Forum Moderators: open

Message Too Old, No Replies

Any way to read raw source code of a page?

(or read a remote page from a server)

         

Lance

7:48 pm on Nov 1, 2004 (gmt 0)

10+ Year Member



Is there any way to just read the raw, unparsed source code of the loaded page?

Short of that, is there any kind of "getPage" method that will let me read a page from a server and just have it as a string object?

dmorison

8:08 pm on Nov 1, 2004 (gmt 0)

WebmasterWorld Senior Member 10+ Year Member



Does document.body.innerHTML return what you want?

Lance

8:52 pm on Nov 1, 2004 (gmt 0)

10+ Year Member



No, it doesn't... It doesn't give me enough.

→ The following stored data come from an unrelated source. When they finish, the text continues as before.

Issue #11153, opened 2024-03-11
records.yaml validation on loading


masaori335:
`RecordElement` has a member for validation of value called `regex`, it's used when a config is given through `traffic_ctl config set` command. However, it looks like it's not used when the records.yaml (records.config for 9.2.x) is loaded.

https://github.com/apache/trafficserver/blob/master/src/records/RecordsConfig.cc#L39C14-L39C27

Link: #11110

brbzull0:
@masaori335  I can look at this is none else is already looking at it.

PR #11161, opened 2024-03-14
records.yaml - Make sure we validate the input value with the configured check expr.

brbzull0:
This was missing from the validation.
If the validation fails it will use the default value and print out a warning message. Stopping ATS from start because of this could be quite hard, but we can discuss it.

```
[Mar 14 13:15:36.962] traffic_server NOTE: records parsing completed.
[Mar 14 13:15:36.963] traffic_server NOTE:  4: proxy.config.http.connect_ports - Validity Check failed. '^(\*|[[:digit:][:space:]-]+)$' againts 'xyz'.  Default value will be used.
```

I had to refactor a bit some code to make it available.

This as is wont work on 9.2 as the code is different.

fixes https://github.com/apache/trafficserver/issues/11153


src/records/RecordsConfig.cc
```diff
@@ -805,7 +805,7 @@ static const RecordElement RecordsConfig[] =
   ,
   //  # default the ram cache size to AUTO_SIZE (-1)
   //  # alternatively: 20971520 (20MB)
-  {RECT_CONFIG, "proxy.config.cache.ram_cache.size", RECD_INT, "-1", RECU_RESTART_TS, RR_NULL, RECC_STR, "^-?[0-9]+$", RECA_NULL}
+  {RECT_CONFIG, "proxy.config.cache.ram_cache.size", RECD_INT, "-1", RECU_RESTART_TS, RR_NULL, RECC_STR, "^-?[0-9]+[A-Za-z]{0,}$", RECA_NULL}
```
serrislew, line 808: where does it evaluate the unit suffix to convert it into the appropriate int? does it check for invalid units? Seems like in the docs `proxy.config.cache.ram_cache_cutoff` also supports unit suffix. Should that regex be included as well?

brbzull0: Thanks for having a look at this!

>where does it evaluate the unit suffix to convert it into the appropriate int? does it check for invalid units?

It should be handled [here](https://github.com/apache/trafficserver/blob/4681638c043a23834cec85a2d55a0cddd071881f/src/tscore/ParseRules.cc#L51). 
> Seems like in the docs proxy.config.cache.ram_cache_cutoff also supports unit suffix. Should that regex be included as well?

yes, and probably there are others as well. This particular line was changed because it was detected at `records.yaml` loading time.

Worse case scenario, it will be detected in the `ink_atoi`.  I can probably put another PR and make sure the regex are in place for records like this.

serrislew (approved):

cmcfarlen:
Cherry-picked to v10.0.x

PR #11163, opened 2024-03-14
Adds TSHttpTxnErrorBodyGet() corresponding to the Set

zwoop:
One use case here (a separate PR) is that a plugin like header_rewrite  (or Cripts / TxnBox) can now check if the error body has been set in a plugin agnostic way (so can set it it one plugin, check in another). For header_rewrite, this actually would allow the set-body operator to work even when the request is read from cache or going to origin (thanks Jasmine).


bneradt (approved):
lgtm

cmcfarlen:
Cherry-picked to v10.0.x

PR #11167, opened 2024-03-18
Restore alignment for structs stored in cache

cmcfarlen:
PR #9481 changed the alignment on structs that are stored in cache.  This breaks the cache.

### DIFF
--- a/include/proxy/hdrs/HTTP.h
+++ b/include/proxy/hdrs/HTTP.h
@@ -480,19 +480,19 @@ class HTTPHdr : public MIMEHdr
 public:
   HTTPHdrImpl *m_http = nullptr;
   mutable URL m_url_cached;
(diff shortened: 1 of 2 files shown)


bneradt (approved):
Looks good.

Out of curiosity, were there warnings or the like due to the misalignment?

cmcfarlen:
> Looks good.
> 
> Out of curiosity, were there warnings or the like due to the misalignment?

Release assertions running 10.0.0 with caches created with 9.2
```
Fatal: ...src/proxy/hdrs/HdrHeap.cc:921: failed assertion `m_writeable == false`
```

cmcfarlen:
I've tested this PR in production and it no longer hits the asserts.

cmcfarlen:
Cherry-picked to v10.0.x

PR #11169, opened 2024-03-18
set compile definition to turn on maxminddb

cmcfarlen:
This was causing errors to show up in the logs since no geo service was available.


JosiahWI:
I see that there's also a `TS_USE_HRW_GEOIP`. Is that something unrelated?

bryancall (approved):

cmcfarlen:
Cherry-picked to v10.0.x

PR #11172, opened 2024-03-19
Support rate limit on active connections instead of txn

zwoop:


ywkaras (approved):

shukitchan (approved):
Took me a while to trace through the loop. But it actually check out nicely. 
Good one.

cmcfarlen:
Cherry-picked to v10.0.x

PR #11177, opened 2024-03-21
Version update: libswoc 1.5.11

bneradt:
I pulled in our ATS libswoc patches into apache/trafficserver-libswoc and cut a 1.5.11 release with that. This updates just the version we have internally to match that release. The code between both ATS libswoc and trafficserver-libswoc are now identical with
1.5.11


ezelkow1 (approved):

cmcfarlen:
Cherry-picked to v10.0.x

PR #11178, opened 2024-03-21
Get Stripe::aggWrite into a test harness

JosiahWI:
This demonstrates how to set up and perform a working write to disk on a Stripe. The data is written to a tmpfile that the test holds the file stream pointer to, so it should be possible to inspect and verify the written data. The test does not do this, but having this example may be useful. This commit also adds a comment to describe the purpose of some macros in CacheWrite.cc.

### DIFF
--- a/src/iocore/cache/CacheWrite.cc
+++ b/src/iocore/cache/CacheWrite.cc
@@ -26,6 +26,8 @@
 #include "iocore/cache/AggregateWriteBuffer.h"
 #include "iocore/cache/CacheEvacuateDocVC.h"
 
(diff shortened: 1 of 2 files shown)


JosiahWI:
There's also still a case (good thing the OSX CI caught it!) where there is an out-of-bounds memory write.

bneradt:
[approve ci rocky]

bneradt:
[approve ci rocky]

masaori335 (dismissed):
Pretty interesting approach. Thanks for adding more tests.

bneradt:
[approve ci]

masaori335 (approved):

PR #12223, opened 2025-05-06
Add server_group_list option to sni

jasmine-nahrain:
Add ability to specify TLS key exchange group in sni.yaml

PR #12273, opened 2025-06-03
Cherrypick #12223 & #12110

jasmine-nahrain:


maskit:
We probably need to cherry-pick those separately to generate changelog.
https://github.com/apache/trafficserver/blob/master/tools/git/changelog.pl

maskit:
Maybe not for changelog... but commits should be separated so that we can revert them separately.

cmcfarlen:
I picked these individually.  Thanks!

PR #12274, opened 2025-06-04
healthchecks: fix event matching for directory events

bneradt:
For directory changes, we compared the event's name (which indicates which file in the directory changed) against the config's basename but limited the check to basename_len via strncmp. Unwittingly, though, if event->name was more bytes than basename_len, we could incorrectly match on the substring.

And I've tried document.documentElement.outerHTML, but that appears to have already been through the rendering engine because what comes out looks nothing like what went in, on IE anyway, which is where I need this to work. All the <TAGS> are <UPPERCASE> regardless of how they were in the source, and some other really strange thingsTM appear on some pages.

Here is an example:
Original:

<span>

Via document.documentElement.outerHTML:

<SPAN fixed_bound="true">*

Additionally, the layout (white space) is truncated.

*And as a side note:
I will worship at the feet of who ever can tell me what fixed_bound="true" means.

Bernard Marx

11:20 pm on Nov 1, 2004 (gmt 0)

WebmasterWorld Senior Member 10+ Year Member



innerŠouterHTML will return the browser's own internal view of the document.
This is 'live' - it shows the current state, so it's very useful for debugging any kind of script that does dynamic creationŠamendment.

IE, in particular, is well known for returning not completely valid code (upper case, unquoted attributes etc) - although it's getting better.

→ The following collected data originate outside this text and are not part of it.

PR #12278, opened 2025-06-10
Update url_m_loc variable to the newly generated one in set-destination

jasmine-nahrain:
When `set-destination URL` is called, it creates a new url_m_loc with the new url and assigns that to the buffer. The requestUrl is never updated therefore any subsequent set-destination call will use the incorrect url_m_loc. This change tracks if the url has been changed, if so it will get the url_m_loc from the http hdr which has the updated loc.
This issue is also present in 9.2

### DIFF
--- a/plugins/header_rewrite/operators.cc
+++ b/plugins/header_rewrite/operators.cc
@@ -344,7 +344,7 @@ OperatorSetDestination::exec(const Resources &res) const
         if (TSUrlCreate(bufp, &new_url_loc) == TS_SUCCESS && TSUrlParse(bufp, new_url_loc, &start, end) == TS_PARSE_DONE &&
             TSHttpHdrUrlSet(bufp, res.hdr_loc, new_url_loc) == TS_SUCCESS) {
           // This case creates a new_url_loc which should be used for any other set-destination case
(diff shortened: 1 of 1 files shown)


plugins/header_rewrite/operators.cc
```diff
@@ -343,6 +343,8 @@ OperatorSetDestination::exec(const Resources &res) const
         TSMLoc      new_url_loc;
         if (TSUrlCreate(bufp, &new_url_loc) == TS_SUCCESS && TSUrlParse(bufp, new_url_loc, &start, end) == TS_PARSE_DONE &&
             TSHttpHdrUrlSet(bufp, res.hdr_loc, new_url_loc) == TS_SUCCESS) {
+          // This case creates a new_url_loc which should be used for any other set-destination case
+          res._rri->requestUrl = reinterpret_cast<TSMLoc>(new_url_loc);
```
masaori335: It seems like we don't need this cast, because the `new_url_loc` is `TSMLoc`.

cmcfarlen:

zwoop:
Ugh, I messed up the Milestone on this, sorry

Issue #12262, opened 2025-05-29
traffic_ctl prints confusing error messages even though the command seems to work.


cmcfarlen:
```
traffic_ctl config reload
Server Error found:
[9] Error during execution
- [0] Errors while reloading configurations.
- [0] Errors while reloading configurations.
- [0] Unknown file change .
```

We've been seeing this for a while now.

brbzull0:
Interesting.

All this errors comes from the `FileManager` inside `traffic_server`,  if you enable debug with tag `filemanager`, more details should be posted on the `traffic.out`.

`Unknown file change .` seems to be printing an empty config name(asociated with the reload file).


~~@cmcfarlen  which ATS version are you using here?~~ I was able to reproduce it with master.

I'll dig into this locally.

PR #12282, opened 2025-06-11
Fix FileManager to handle file updates properly.

brbzull0:
The issue was related to the files that aren't associated with a record name. The code wasn't taking into consideration that there are files that
are bound to a parent file and not to a record. This fixes the issue and avoid reporting misleading errors to the rpc caller.

Also:
- Changes a function to take a `const char*` instead of a `char*`, this is done to avoid a `const_cast`. Also makes more sense. 

- `getConfigObj()` is removed, unused function.

Fixes issue #12262


cmcfarlen (approved):
Cool.  Thanks for fixing this!

cmcfarlen:
Added to milestone 10.1.0 via #12326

IE will also treat javascript 'expando' properties as attributes. This is the only possible explanation I have for your

fixed_bound = "true"
. Do you have a script that is adding this as a property to that element?

For geting the original code (other than view-source:). Here are a couple of avenues to follow (both same domain only):

1. The download behavior (quick'n'easy, but IE-only)
[msdn.microsoft.com...]

2. XMLHTTPRequest (most modern browsers; differing implementations)

Lance

2:01 am on Nov 2, 2004 (gmt 0)

10+ Year Member



Microsoft.XMLHTTP seems to be doing the trick. I got an "Access Denied" on the behavior. And apparently, XMLHTTP isn't ActiveX, so there are no security warnings to get in the way.

Thanks.

Oh, no expando properties... I have no idea where fixed_bound is coming from. It's not hurting anything, and can only even be seen when viewing the source using outerHTML, so I guess I'm not really worried about it.

And for some reason, in their infinite wisdom, MS decided view-source: was no longer needed in XP SP2.